У Шеннона всегда была своя гитара, ещё со времен создания первого альбома. Они с братом тогда купили себе одинаковые, только цвет корпуса немного различался. Выбирал, конечно же, Джаред. Он постоянно говорил, что это – лучшая марка гитар, звук на них получается непохожим на все остальные струнные инструменты. «Только в умелых руках», добавил тогда про себя Шеннон. С гитарой в руках он себя никогда не представлял, но на покупку тогда, почему-то, согласился.Нельзя сказать, что Шеннон не умел играть на гитаре. Он, как и брат, спокойно мог носить почетное звание «человек-оркестр». Он умел общаться с клавишными инструментами. На «вы», правда, но при необходимости мог найти с ними общий язык. Он умел перебирать гитарные струны и зажимать аккорды, и даже мог на слух спокойно подобрать на гитаре какую-нибудь простенькую мелодию.
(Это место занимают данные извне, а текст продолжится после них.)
PR #15040, opened 2026-05-14
fix(dev): allow mdx frontmatter during hmr

raashish1601:
## Summary

MDX frontmatter tooling such as `remark-mdx-frontmatter` emits a named `frontmatter` export from `.mdx` route modules. React Router's Vite refresh wrapper only treats known route exports as acceptable non-component exports, so saving an MDX route with frontmatter can invalidate Fast Refresh with the `consistent-components-exports` error.

This adds `frontmatter` to the non-component route export allowlist used by the standard Vite plugin and the RSC virtual route module path. The existing MDX HMR integration test now includes a `frontmatter` export so the route keeps component state across HMR with that export present.

Fixes #14082.

## Validation

- `corepack pnpm exec prettier --check packages/react-router-dev/vite/plugin.ts packages/react-router-dev/vite/rsc/virtual-route-modules.ts integration/vite-hmr-hdr-test.ts`
- `corepack pnpm exec eslint packages/react-router-dev/vite/plugin.ts packages/react-router-dev/vite/rsc/virtual-route-modules.ts integration/vite-hmr-hdr-test.ts` (passes with existing warning-level lint noise in `plugin.ts`)
- `corepack pnpm --filter @react-router/dev typecheck`
- `corepack pnpm --filter @react-router/node --filter @react-router/dev build`
- `corepack pnpm --filter integration typecheck`

Attempted `corepack pnpm exec playwright test --config ./integration/playwright.config.ts integration/vite-hmr-hdr-test.ts --project=chromium -g "mdx"`; it is blocked in this Windows environment by `EPERM` while the integration fixture copies workspace package symlinks into `.tmp/integration`.

PR #15052, opened 2026-05-14
fix(dev): allow frontmatter exports during HMR

### LINKED ISSUE #14082: HMR breaks with MDX frontmatter
### Reproduction

1. Go to https://stackblitz.com/edit/github-8mzcjeeh?file=app%2Froutes%2Fblog%2Fpost.mdx
2. Run the project
3. Update the `blog/post.mdx` file
4. See that HMR doesn't work because of the consistent-components-exports 
    Image

### System Info

```shell
System:
    OS: Windows 11 10.0.26100
    CPU: (16) x64 AMD Ryzen 7 5800X 8-Core Processor
    Memory: 46.29 GB / 63.93 GB
  Binaries:
    Node: 22.14.0 - C:\nvm4w\nodejs\node.EXE
    Yarn: 1.22.22 - C:\nvm4w\nodejs\yarn.CMD
    npm: 10.9.2 - C:\nvm4w\nodejs\npm.CMD
    pnpm: 10.12.1 - C:\nvm4w\nodejs\pnpm.CMD
  Browsers:
    Edge: Chromium (133.0.3065.59)
    Internet Explorer: 11.0.26100.1882
  npmPackages:
    @react-router/dev: ^7.7.0 => 7.7.0
    @react-router/node: ^7.7.0 => 7.7.0
    @react-router/serve: ^7.7.0 => 7.7.0
    react-router: ^7.7.0 => 7.7.0
    vite: ^6.3.3 => 6.3.5
```

### Used Package Manager

npm

### Expected Behavior

HMR doesn't break when saving a `.mdx` file.

### Actual Behavior

HMR breaks when editing `mdx` files with frontmatter.

I understand why this is happening — the error message from React Refresh makes it clear. When using `remark-frontmatter` with `@mdx-js/rollup`, it adds a `frontmatter` export. Since this isn't included in the `CLIENT_NON_COMPONENT_EXPORTS` array inside the `@react-router/dev/vite` Vite plugin, HMR is disabled because React Refresh treats it as a second component export.

I saw that you’ve already worked around this issue for all the other exports like `meta`, `handle`, `links`, etc., via this array:

```ts
const CLIENT_NON_COMPONENT_EXPORTS = [
  "clientAction",
  "clientLoader",
  "unstable_clientMiddleware",
  "handle",
  "meta",
  "links",
  "shouldRevalidate",
];
```

Now, I could patch the plugin locally and add `"frontmatter"` to this list — and it would work — but I’d expect support for frontmatter to be handled by the framework itself, especially given how common it is in MDX workflows.

I also considered setting the `name` option in `remark-mdx-frontmatter` to `"handle"`, which technically works — but then I can't export an actual `handle` anymore without causing a duplicate export error.

```ts
// vite.config.ts
mdx({
  remarkPlugins: [
    remarkFrontmatter,
    [remarkMdxFrontmatter, { name: "handle" }],
  ],
}),
```

Also, @brookslybrand — not sure how HMR with frontmatter worked for you in [this video](https://youtu.be/B_vIp4xETl4?feature=shared&t=321), but with the same setup in RR7 it doesn’t seem to work out of the box when frontmatter is involved.

### Suggestion

Would it make sense to either:

* Add `"frontmatter"` to the default `CLIENT_NON_COMPONENT_EXPORTS`, or
* Expose a plugin option to extend the whitelist from the user side?

raashish1601:
Fixes #14082.

MDX frontmatter plugins commonly emit a route module export named `frontmatter`. React Router already tells the React Refresh boundary validator to accept route metadata exports such as `meta`, `links`, and `handle`, but `frontmatter` was missing from that non-component export list. As a result, editing an MDX route with frontmatter could invalidate the HMR boundary instead of applying the update in place.

This adds `frontmatter` to the accepted non-component route exports and extends the existing MDX HMR integration fixture so the test route includes a `frontmatter` export while still asserting that component state is preserved after an MDX edit.

Validation:
- `corepack pnpm --filter @react-router/dev build`
- `corepack pnpm --filter @react-router/dev typecheck`
- `corepack pnpm exec eslint packages/react-router-dev/vite/plugin.ts integration/vite-hmr-hdr-test.ts`
- `corepack pnpm exec prettier --check packages/react-router-dev/vite/plugin.ts integration/vite-hmr-hdr-test.ts`
- `corepack pnpm exec jest packages/react-router-dev/__tests__/rsc-virtual-route-modules-test.ts --runInBand`
- `git diff --check`

I also attempted the focused Chromium integration run:

`corepack pnpm exec playwright test --config ./integration/playwright.config.ts integration/vite-hmr-hdr-test.ts --project=chromium -g "mdx"`

It did not reach the test body on this Windows checkout because fixture setup failed while copying workspace symlinks: `EPERM: operation not permitted, symlink ... packages/react-router-dev -> .tmp/integration/.../node_modules/@react-router/dev`.

### DIFF
--- a/integration/vite-hmr-hdr-test.ts
+++ b/integration/vite-hmr-hdr-test.ts
@@ -109,6 +109,10 @@ templates.forEach((template) => {
         "app/routes/mdx.mdx": mdx`
           import { Counter } from "../component";
 
+          export const frontmatter = {
+            title: "MDX route",
+          };
+
           # MDX Title (HMR: 0)
 
           <Counter />
--- a/packages/react-router-dev/vite/plugin.ts
+++ b/packages/react-router-dev/vite/plugin.ts
@@ -136,6 +136,7 @@ const CLIENT_NON_COMPONENT_EXPORTS = [
   "handle",
   "meta",
   "links",
+  "frontmatter",
   "shouldRevalidate",
 ];
 const CLIENT_ROUTE_EXPORTS = [


timdorr:
You already opened a PR for this: #15040

Please stop spamming the repo with PRs.

PR #15065, opened 2026-05-17
fix: remove stale unpkg field from react-router-dom

henryqdineen:
The `unpkg` field in `packages/react-router-dom/package.json` points to
`./dist/umd/react-router-dom.production.min.js`, but no UMD build is
produced — the tsup config only outputs CJS and ESM formats.

Noticed this because visiting https://unpkg.com/react-router-dom returns:

  Not found: /react-router-dom@7.15.1/dist/umd/react-router-dom.production.min.js

The field was carried over when the package was re-added in 83e668edc (April
2024) and then survived the rollup→tsup migration in 2d5924f56 (October 2024)
which dropped UMD output entirely but left the `unpkg` pointer in place.

### DIFF
--- a/contributors.yml
+++ b/contributors.yml
@@ -164,6 +164,7 @@
 - harucn
 - HelpMe-Pls
 - HenriqueLimas
+- henryqdineen
 - hernanif1
 - HeyyyNeo
 - hi-ogawa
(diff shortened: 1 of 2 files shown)


timdorr:
Can you rebase this PR against `dev`?

brophdawg11:
Can you also add a change file via `pnpm changes:add`?

brophdawg11:
Cherry picked into https://github.com/remix-run/react-router/pull/15075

Ну и конечно, барабаны, которые были его страстью с самого детства, и останутся самой сильной любовью на всю жизнь. Единственное, что было точно НЕ его, так это смычковые. Но, как-то уж так сложилось, что Джаред и гитара стали неразлучными спутниками друг друга по жизни, и ещё с записи первого альбома младший Лето предпочитал все гитарные партии придумывать и исполнять сам. Да у Шеннона не очень-то и получалось перекладывать свои мысли и чувства на струны. И получалось у него это, прямо скажем, в сотни раз хуже, чем у брата, который словно становился со своим инструментом одним целым во время работы.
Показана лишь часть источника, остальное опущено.